Work request:
Every line holding the word "your" should be copied from the material.

Working data:
PR #3062, opened 2025-01-13
USWDS-Site: Add changelog for in-page nav `once` update [#5878]

amyleadem:
# Summary

Add a changelog for PR uswds/uswds#6172

>[!important]
> We need to update the changelog dates before merge.

## Preview link

In-page navigation changelog


mahoneycm (commented):
imo this doesn't feel like a change that warrants a changelog. I'd rather keep the changelog lean to things that affect usability or implementation.

That said, this changelog looks good and I'll approve if we want to move forward with this!

PR #3152, opened 2025-04-04
Update lifecycle-status.md

amycole501:
Added new proposal status for "Converting to pattern". Updated both mobile and desktop views.


pages/ui-components/lifecycle-status.md
```diff
@@ -15,6 +15,7 @@ changelog:
 {% assign component_status_items = site.data.lifecycle-status.components %}
 
 {% assign check_icon_classes = 'text-gray-60' %}
+{% assign converting_pattern_classes = proposal_classes %}
```
juliaelman, line 18: This should follow the same convention as the other classnames. Below is a suggestion for what to change this line to read as:

```suggestion
{% assign converting_pattern_classes = "lifecycle-bg--convert" %}
```

PR #3158, opened 2025-04-28
Ignore link checker on good first issue links

heymatthenry:
The links to the "good first issue" tag are a frequent cause of false positive HTML proofer errors, causing build failures and blocking site updates. This PR adds the `data-proofer-ignore` attribute to those links to prevent these false positives.


annepetersen (approved):
Links work, tests pass

PR #3215, opened 2026-06-03
USWDS-Site - Security: Fix highlighted nav item for security subpages

### LINKED ISSUE #2974: USWDS-Site: Fix "current" navigation on security updates
## Summary
The pages in the `security_updates` collection ([example security update page](https://designsystem.digital.gov/security_updates/santized-combo-box-content/)) do not show the correct "current" page in the side navigation. 

### Problem details
This is happening because [current.html](https://github.com/uswds/uswds-site/blob/main/_includes/nav/current.html#L7) connects the side nav with posts in a given collection by checking for the parent page's `subnav.type` and matching it with the collection declared in [config.yml](https://github.com/uswds/uswds-site/blob/main/_config.yml#L77). 

However, the [security.md](https://github.com/uswds/uswds-site/blob/main/pages/about/security.md?plain=1#L8) file has two `subnav` declarations in its front matter, which is causing `subnav.type` to be ignored. 

### Next steps

We should:
1. Consider if we still need these security updates from v2 on our site, or if they can be considered outdated. 
1. If we need them, consider replacing [`subnav.type: security_updates`](https://github.com/uswds/uswds-site/blob/main/pages/about/security.md?plain=1#L8) in the page's front matter with `type: security_updates`. 
    1. Note: This is dependent on the fix in PR #2958, which enabled connecting the side nav with a collection via the `type` data key. 

## Related issue
This is a follow up to the conversation in [PR #2958](https://github.com/uswds/uswds-site/pull/2958#discussion_r1842764668)

## Comment from #2958

> I recommend we remove the `subnav.type` check in lines 7-8 and replace it with the check added in lines 14-15.
> 
> Currently, there is only one other page that uses `subnav.type`: [security.md](https://github.com/uswds/uswds-site/blob/main/pages/about/security.md?plain=1#L8). Replacing `subnav.type` with `type` here should still connect it to the expected collection in [config.yml](https://github.com/uswds/uswds-site/blob/main/_config.yml#L77).
> 
> I don't see anything in the repo relating to `page.type` that would cause any regressions, but of course we would want to test that. If we move forward with this approach, we would also need to make an update to the front matter in security.md. 
> 
> Curious to hear thoughts on this approach and proposed additional change.

_Originally posted by @amyleadem in https://github.com/uswds/uswds-site/pull/2958#discussion_r1842764668_

olsonap:
# Summary

**Security subnav item hightlighted on Security subpages.** Updated the sidenav logic to properly highlight the Security sidenav item while on the security_updates pages.

## Related issue

Closes [#2974](https://github.com/uswds/uswds-site/issues/2974)

## Preview link

Preview link:
_Not available_

## Problem statement

The Security page provides links to two subpages -- Sanitized Combo Box content, and Automatic sanitizing for all JavaScript components.
As subpages of Security, the Security sidenav item should be highlighted (class="usa-current") while visiting these pages.
Instead, the sidenav has no highlighted items so users can easily get turned around.

## Solution

As suggested in [issue #2974](https://github.com/uswds/uswds-site/issues/2974), the solution was to remove `subnav.type: security_updates` in favor of `type: security_updates`.
Maybe it was in use once, but as of this PR there are no remnants of subnav.type remaining in the repo.
After implementing that change, it was noticed that the "Latest updates" subnav list item didn't do anything.
I've explicitly listed the path to `/about/security/#changelog` so users who click on it are navigated to the Security Latest Updates section.
An alternative would be to update the path of the Security subpages to exist under /about/security/updates/, and enable them to show as subnav items.

## Major changes

_Not applicable_

## Testing and review

Run this branch locally and navigate to /about/security/.
Click either of the "Security updates" links.
image

Note the highlighted sidenav item:
image
image

Compare to [the active site](https://designsystem.digital.gov/security_updates/santized-combo-box-content/) where no sidenav item is highlighted:
image

### DIFF
--- a/_includes/nav/current.html
+++ b/_includes/nav/current.html
@@ -4,8 +4,6 @@
   {% assign _current = true %}
 {% elsif include.primary and include.page.category == page.category %}
   {% assign _current = true %}
-{% elsif page.collection and include.page.subnav.type == page.collection %}
-  {% assign _current = true %}
 {% comment %}
   Use the page's `type` data key to connect the sidenav to a collection.
   This sets "current" for the pages inside the _posts directory.
--- a/pages/about/security.md
+++ b/pages/about/security.md
@@ -4,14 +4,13 @@ layout: styleguide
 title: Security
 category: About
 lead: Developing and using USWDS with security in mind
-subnav:
-  type: security_updates
+type: security_updates
 redirect_from:
 - /security/
 - /about/security-information/
 subnav:
 - text: Latest updates
-  href: '#changelog'
+  href: '/about/security/#changelog'
 changelog:
   key: about-security
 ---


ethangardner (approved):
LGTM! Thanks for the contribution.

PR #3217, opened 2026-06-04
USWDS-Site - Time Picker: Remove irrelevant copy and pasted guideline

### LINKED ISSUE #1398: Time Picker Page - Why Is There Information about District of Columbia on this Page
## Description

On the Time Picker page 9 https://designsystem.digital.gov/components/time-picker/ ), wondering why there is information about the District of Columbia on this page under the "Usability Guidance" section? I would expect the usability issues would be about inputting time into fields or using drop-down lists.

It might be because the section was copied from another page. Please check that the other items under this section make sense.

olsonap:
# Summary

**Removed guideline which doesn't apply to Time Picker.** The guideline removed applied broadly to select components, but was not relevant to the Time Picker component where the options are predetermined.

## Related issue

Closes [#1398](https://github.com/uswds/uswds-site/issues/1398)

## Preview link

_Not available_

## Problem statement

When the Time Picker component was added, some documentation was borrowed/copy and pasted from another component. The guideline removed in this PR is relevant for most selects, but not for this Time Picker because the options are predetermined.
This guideline should not appear as it makes it seem like the options are editable.

## Solution

Simply removed the guideline.

## Major changes

_Not applicable_

## Testing and review

I am running the site locally and it is rendering successfully.
image

### DIFF
--- a/_components/time-picker/guidance/usability.md
+++ b/_components/time-picker/guidance/usability.md
@@ -1,4 +1,3 @@
-- **Use option strings familiar to users.** The combo box filters by matching strings. Include option text that includes familiar strings or spellings (i.e. if using the combobox with a state list, include the postal abbreviation in the option text: District of Columbia (DC)).
 - **Make sure to test.** Test select menus thoroughly with members of your target audience. Several usability experts suggest they should be the “UI of last resort.” Many users find them confusing and difficult to use.
 - **Avoid dependent options.** Avoid making options in one select menu change based on the input to another. Users often don’t understand how choosing an item in one impacts another
 - **Use a good default.** When most users will (or should) pick a particular option, make it the default: `<option selected="selected">Default</option>`.


ethangardner (approved):
Thanks for this PR! This is approved, and I will leave the same comment I left for your other PR a moment ago in the sake of thoroughness.

**Just a heads up**: you may notice that the pages/build check for this PR shows as pending and never completes. I wanted to give you an update on what this means. 

**Why this happens**: for security reasons, our hosting provider, Cloud.gov Pages doesn't generate site previews for pull requests from forked repositories [source](https://docs.cloud.gov/pages/using-pages/previews/). Since this required check can't run on forked PRs, it will remain in a pending state.

**We're working on this**: We're discussing internally how to best handle this situation so community contributions aren't blocked by this required check. In the meantime, we'll review your changes and test them locally.

I'm going to add a label of "blocked" to this PR while we talk through our options. Know that no further action is required on your part. Thank you for your patience while we work through this process issue!

olsonap:
Thanks for the update, @ethangardner.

The answer:
 - **Make sure to test.** Test select menus thoroughly with members of your target audience. Several usability experts suggest they should be the “UI of last resort.” Many users find them confusing and difficult to use.
Thanks for this PR! This is approved, and I will leave the same comment I left for your other PR a moment ago in the sake of thoroughness.
**We're working on this**: We're discussing internally how to best handle this situation so community contributions aren't blocked by this required check. In the meantime, we'll review your changes and test them locally.
I'm going to add a label of "blocked" to this PR while we talk through our options. Know that no further action is required on your part. Thank you for your patience while we work through this process issue!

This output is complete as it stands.